Signs set around the park listed the water as 9 feet high, and a small asphalt damn had been overrun with about 2 feet of that water. I walked unevenly along this underwater sidewalk at first, but after several visits, I knew where to place my feet with a smooth, well-timed stride.
The Red Love house where I was staying had an impressive collection of magnetic words. I tried to make a poem without messing up any pre-existing lines:
Ask calm fire why
almost amuse nature but
bring that wish past names
I'm not sure what the means, but that's how I feel when I think of getting over my fears. I know that I want to face them, but other than a vague sense of possible happiness, I'm not sure what comes afterward. I've considered making a list, but so far I've just been doing what feels natural.

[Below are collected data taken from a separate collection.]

PR #4803, opened 2026-03-01
fix: set MD5 on GCS writer before first `Write` call in `putContent`

joonas:
Per the comment on [`storage.Writer`](https://pkg.go.dev/cloud.google.com/go/storage#Writer):
```go
// ObjectAttrs are optional attributes to set on the object. Any attributes
// must be initialized before the first Write call. Nil or zero-valued
// attributes are ignored.
```
Therefore, MD5 has to be set before the first to call to Write.


milosgajdos:
PTAL @thaJeztah

PR #4805, opened 2026-03-02
fix: nil-check scheduler in `proxyingRegistry.Close()`

joonas:
If the Proxy.TTL configuration is set to  0, [`NewRegistryPullThroughCache` skips creating a `TTLExpirationScheduler`](https://github.com/distribution/distribution/blob/main/registry/proxy/proxyregistry.go#L48-L58). 

When the system is being shut down and `Close()` gets called, the internal method call to `pr.scheduler.Stop()` causes causing a nil pointer dereference panic.


milosgajdos:
PTAL @thaJeztah

PR #4360, opened 2024-05-21
Opt: refector tag list pagination support (stage 1)

njucjc:
Stage 1 for this [PR](https://github.com/distribution/distribution/pull/4353)：

- Use `storagedriver.WithStartAfterHint` to optimize the current tags list API implementation. When specifying paging parameters, there is no need to load all tags in the repository into memory.

PR #4816, opened 2026-03-18
Add params for sorting with modified at in tags/list

u5surf:
We would like to sort the tags with modified at in tags/list API, but The API doesn't sorting with its modified at.  
Thus, we added the params in  tags/list API sorting with modified at.
Internally, it must call Stat() for each tags, it had occurred a something to be the N+1 problems. To resolve this problem, it can be resolved with concurrency processing using goroutine.

### DIFF
--- a/registry/handlers/catalog.go
+++ b/registry/handlers/catalog.go
@@ -106,17 +106,18 @@ func (ch *catalogHandler) GetCatalog(w http.ResponseWriter, r *http.Request) {
 	}
 }
 
-// Use the original URL from the request to create a new URL for
-// the link header
+// createLinkEntry builds a Link header value for the next page of results.
+// It preserves all existing query parameters from origURL, overwriting n and
+// last with the provided values.
 func createLinkEntry(origURL string, maxEntries int, lastEntry string) (string, error) {
 	calledURL, err := url.Parse(origURL)
 	if err != nil {
 		return "", err
 	}
 
-	v := url.Values{}
-	v.Add("n", strconv.Itoa(maxEntries))
-	v.Add("last", lastEntry)
+	v := calledURL.Query()
+	v.Set("n", strconv.Itoa(maxEntries))
+	v.Set("last", lastEntry)
 
 	calledURL.RawQuery = v.Encode()
 
--- a/registry/handlers/tags.go
+++ b/registry/handlers/tags.go
@@ -34,11 +34,114 @@ type tagsAPIResponse struct {
 
 // GetTags returns a json list of tags for a specific image name.
 func (th *tagsHandler) GetTags(w http.ResponseWriter, r *http.Request) {
+	q := r.URL.Query()
+	tagService := th.Repository.Tags(th)
+
+	switch q.Get("sort") {
+	case "":
+		// Default path: use List() for efficient storage-level pagination.
+	case "updated":
+		if ts, ok := tagService.(distribution.TagServiceWithTimestamp); ok {
+			th.getTagsSortedByTime(w, r, ts)
+			return
+		}
+		// Fall through to default path if interface is not supported.
+	default:
+		th.Errors = append(th.Errors, errcode.ErrorCodeQueryParameterInvalid.WithDetail(
+			map[string]string{"sort": q.Get("sort")},
+		))
+		return
+	}
+
+	th.getTagsDefault(w, r, tagService)
+}
+
+// getTagsSortedByTime handles the sort=updated case using AllWithModifiedTime.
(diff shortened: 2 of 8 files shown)


milosgajdos:
I'd like to get this one merged in first tbh https://github.com/distribution/distribution/pull/4360

u5surf:
@milosgajdos Hello, I'm also looking forward to merge it. How long can I wait to introduce this feature? It had passed two years since that PR submitted.

milosgajdos:
you need to rebase no @u5surf now that we've merged #4360

u5surf:
@milosgajdos I've rebased it. PTLA

registry/handlers/tags.go
```diff
@@ -34,11 +34,102 @@ type tagsAPIResponse struct {
...
+		maxEntries, err := strconv.Atoi(n)
+		if err != nil || maxEntries < 0 {
+			th.Errors = append(th.Errors, errcode.ErrorCodePaginationNumberInvalid.WithDetail(map[string]string{"n": n}))
+			return
+		}
+
+		if maxEntries >= len(tags) {
+			maxEntries = len(tags)
+		} else if maxEntries > 0 {
+			urlStr, err := createLinkEntry(r.URL.String(), maxEntries, tags[maxEntries-1])
```
squizzi, line 103: [`createLinkEntry`](https://github.com/u5surf/distribution/blob/1800decc0406361750268c65713963913ad13319/registry/handlers/catalog.go#L111) replaces the given URL string, replacing `n` and `last` instead of _preserving_ the given string.  This means when `urlStr` gets used in a subsequent page of tags `sort=updated` won't get preserved/used and subsequent pages of tags will be default ordered. 

It probably needs an update to instead preserve so that `sort=updated` gets preserved.

Your tests miss this because they call `env.builder.BuildTagsURL`, updating the tests to use `createLinkEntry` like here is probably also a good idea.

squizzi (changes requested):

registry/handlers/tags.go
u5surf: @squizzi Hello, Thank you reviewing. I tried to replace with `url.Values.Set` in `createLinkEntry` to hold ` sort=updated` PTLA.

registry/handlers/catalog.go
squizzi: Now that `createLinkEntry` has been updated to preserve the URL the comment for the func should be updated to reflect this.

registry/handlers/tags.go
squizzi: That looks better, can you update the code comment for `createLinkEntry` to reflect the preserving change?

registry/handlers/catalog.go
u5surf: @squizzi I changed this comment. Thanks.

squizzi (approved):

milosgajdos:
@u5surf can you squash commits, please

registry/handlers/tags.go
```diff
@@ -34,20 +34,108 @@ type tagsAPIResponse struct {
 
 // GetTags returns a json list of tags for a specific image name.
 func (th *tagsHandler) GetTags(w http.ResponseWriter, r *http.Request) {
-	var moreEntries = true
+	q := r.URL.Query()
+	tagService := th.Repository.Tags(th)
+
+	// If sort=updated is requested, use AllWithModifiedTime for time-sorted listing
+	// with in-memory pagination.
+	if q.Get("sort") == "updated" {
```
milosgajdos, line 42: Are we silently ignoring `MaxTags` config in this path? It's invoked in `getTagsDefault`? I feel like that's a regression for Operators who rely on that config.

Another thing, is what should we do when unrecognised sort values are passed? Silently ignore them like we do now? Maybe we should reject them with some error

milosgajdos (commented):
I left a couple of questions.

Also, I think we should document this in the docs.

registry/handlers/tags.go
u5surf: @milosgajdos MaxTags..., oh I wouldn't know that, but I just found out it has come recently another updated, I catch up that, and support it. And unrecognized sort values should  be errored, but I couldn't find proper error status, thus I added the new 400 error and use it. Please take a look again.

u5surf:
@milosgajdos CI which is not related to this PR was failed. Can you look over?

milosgajdos:
have ou tried running that command/binary?

u5surf:
@milosgajdos oh..., my bad. Sorry I updated the doc. PTLA 🙏

PR #4818, opened 2026-03-19
feat(auth/token): support remote JWKS URL, periodic and on-demand key refresh

### LINKED ISSUE #3166: Registry Token Remote Certs
Would you all be open to accepting a PR that adds support for remote certs not bundled in the application, such as https://www.googleapis.com/oauth2/v1/certs? How about JWKS support https://www.googleapis.com/oauth2/v3/certs?

mesaglio:
## Problem

Rotating signing keys on the auth server required redeploying the registry to pick up the new `rootcertbundle` or `jwks` file. There was no mechanism to refresh trusted keys at runtime, making zero-downtime key rotation impossible.

## Solution

Three complementary mechanisms:

1. `jwks` now accepts an `http`/`https` URL in addition to a local file path. This resolves a [TODO left explicitly in the code](https://github.com/distribution/distribution/blob/bd2137921581321923800d654f31436ccf61b36b/registry/auth/token/accesscontroller.go#L286) by @milosgajdos.
3. **Periodic background refresh**, re-fetches the JWKS source on a configurable interval and atomically replaces the trusted key set, enabling auth server key rotation without restarting the registry.
4. **On-demand refresh** When a token arrives with an unknown key ID, the registry immediately re-fetches the JWKS before rejecting the request. This covers the window between a key rotation on the auth server and the next periodic refresh tick.

### Availability over strictness on refresh failure
If any refresh attempt fails (network error, non-200 response, or invalid JSON), the registry keeps the previously loaded keys and logs the error. The alternative — rejecting all tokens on fetch failure — would cause an outage during transient network issues, which is a worse tradeoff for a registry serving production traffic.

### On-demand refresh is active regardless of `jwksrefreshinterval`
Setting `jwksrefreshinterval: 0` disables the periodic goroutine but on-demand refresh still fires on unknown key IDs, as long as `jwks` is configured. This allows operators to manage refresh timing externally while still handling key rotations transparently.

### `ErrUnknownKeyID` as a sentinel error
A new exported error distinguishes "key ID not found in trusted set" from other verification failures. This is what allows `Authorized` to decide whether to trigger an on-demand re-fetch, and it normalizes to `ErrInvalidToken` in the `WWW-Authenticate` challenge as required by RFC 6750.

### URL validation at startup
When `jwks` is an `http`/`https` value, `checkOptions` validates the URL with `url.ParseRequestURI` before the registry starts. This surfaces misconfiguration immediately rather than at the first token verification request.

### Refresh applies to both local files and remote URLs
Consistent behavior regardless of source type. For local files this is useful when an external process rotates the JWKS file on disk (e.g. a sidecar or secret manager agent); for remote URLs it enables direct consumption of standard JWKS endpoints.

### Default refresh interval: 1h
Applied automatically when `jwks` is configured and `jwksrefreshinterval` is not set. Set `jwksrefreshinterval: 0` to disable periodic refresh entirely. 

## Configuration

```yaml
auth:
   token:
      # accepts a file path or an http/https URL
      jwks: https://auth.example.com/.well-known/jwks.json
      jwksrefreshinterval: 1h   # optional, default 1h; set 0s to disable periodic refresh
```

Closes #3166

### DIFF
--- a/registry/auth/token/accesscontroller.go
+++ b/registry/auth/token/accesscontroller.go
@@ -1,6 +1,7 @@
 package token
 
 import (
+	"context"
 	"crypto"
 	"crypto/x509"
 	"encoding/json"
@@ -12,6 +13,8 @@ import (
 	"net/url"
 	"os"
 	"strings"
+	"sync"
+	"time"
 
 	"github.com/distribution/distribution/v3/registry/auth"
 	"github.com/go-jose/go-jose/v4"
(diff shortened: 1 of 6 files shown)


mesaglio:
@milosgajdos what do you think about this approach?

mesaglio:
@milosgajdos 🏓

mesaglio:
@thaJeztah Can you help with this?

mesaglio:
Fixed gofmt in `registry/handlers/app.go` 🤟 
https://github.com/distribution/distribution/actions/runs/23298236421/job/68725417920

mesaglio:
@milosgajdos 🏓 x2

registry/auth/token/accesscontroller.go
```diff
@@ -205,6 +216,13 @@ func checkOptions(options map[string]any) (tokenAccessOptions, error) {
 
 	opts.realm, opts.issuer, opts.service, opts.rootCertBundle, opts.jwks = vals[0], vals[1], vals[2], vals[3], vals[4]
 
+	if strings.HasPrefix(opts.jwks, "http://") || strings.HasPrefix(opts.jwks, "https://") {
+		u, err := url.ParseRequestURI(opts.jwks)
+		if err != nil || u.Host == "" {
+			return tokenAccessOptions{}, fmt.Errorf("invalid jwks URL %q: must be a valid http/https URL", opts.jwks)
```
thaJeztah: Only had a quick glance, but what happens if I pass (say) `ftp://` or `ssh://` as URL? Looks like it wouldn't produce an error here; would `opts.jwks` still be used elsewhere?

mesaglio: Good catch! Fixed in https://github.com/distribution/distribution/pull/4818/changes/71735156d2fe41647e1e3cf050647ae9ee2299a6 — any value containing `://` that isn't `http` or `https` now fails fast at startup with an explicit error: `invalid jwks URL "ftp://...": only http and https schemes are supported`.

peterdeme:
Any idea when can this be released?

Some of the best friends are the ones who help you find that natural path. Four years ago, I told a friend who I hope to see in Boston that I really wanted to run but was scared that my knee would pop out of place. She simply said that I couldn't be afraid of that. My friend that I was staying with in Richmond, who looks like a druid and is also a poet, told me about his past fear of running hills. He soon realized that the best way to get past that was to run down the hill as fast as possible. He became the fastest downhill runner on his cross country team. I remembered that my knee had crumpled to the side while taking my hill very slowly.
I tried to combine these pieces of information on the day that I placed my magnetic poem, but all I could feel was this joyful rage. I went to Bell Isle and ran instead of jogged. I threw myself down hills and tried to stick behind an aggressive biker as he burrowed through people walking the hanging bridge. I ran and ran and stopped when I came to the underwater sidewalk on the other side of the island. I walked to the rock beach, sat by myself, and let my feet trail in the water, remembering this recurring dream I have of my feet floating, hovering over the asphalt. I wanted to do something, I needed a challenge. I looked across the rapids and thought about fighting the current and crossing before realizing that'd be a pretty dumb way to die. I did realize that I wanted to cross that river in some way though.
On the far side of Bell Isle is about five stories of stairs leading up to the street and back to civilization. I put my shoes on and jogged up. I found the highway above the hanging bridge, the one that crossed the river. It had a sidewalk along the shoulder that seemed very narrow once I peered over the rail and saw ground several hundred feet below. I felt dizzy, breathless – the way I used to feel before a race.
As I jogged along the sidewalk, I estimated which light pole corresponded with the start of the river crossing. That'd be the starting line. Not...yet...not...yet..not..yet.not.yet.notyetnotyetnotyet – GO!
I sprinted and felt the wind rush past my ears. In my peripheral vision, I could see the rushing waters far below. When it became land, I went back into a jog and congratulated myself on crossing the river.
Thirty seconds later, I heard the rapids again. I'd forgotten that I'd just passed over the island and that there were essentially two rivers to cross. This section of the river looked much wider. GO!
I felt my knees pounding into the pavement and this weakness in my shoulders and chest that meant I was nearly spent. I held my breath (Valsalva acceleration technique), leaned, and felt the second burst of speed come before my feet floated over the sidewalk and broke off into a gasp. I had to repeat this breathless floating several times before making it across the wider stretch of the James River.
I slowed to an exhausted jog back on land and collapsed, gasping in the grass. I had almost forgotten that dazed happiness, but for an instant, maybe even several seconds, I had found my stride.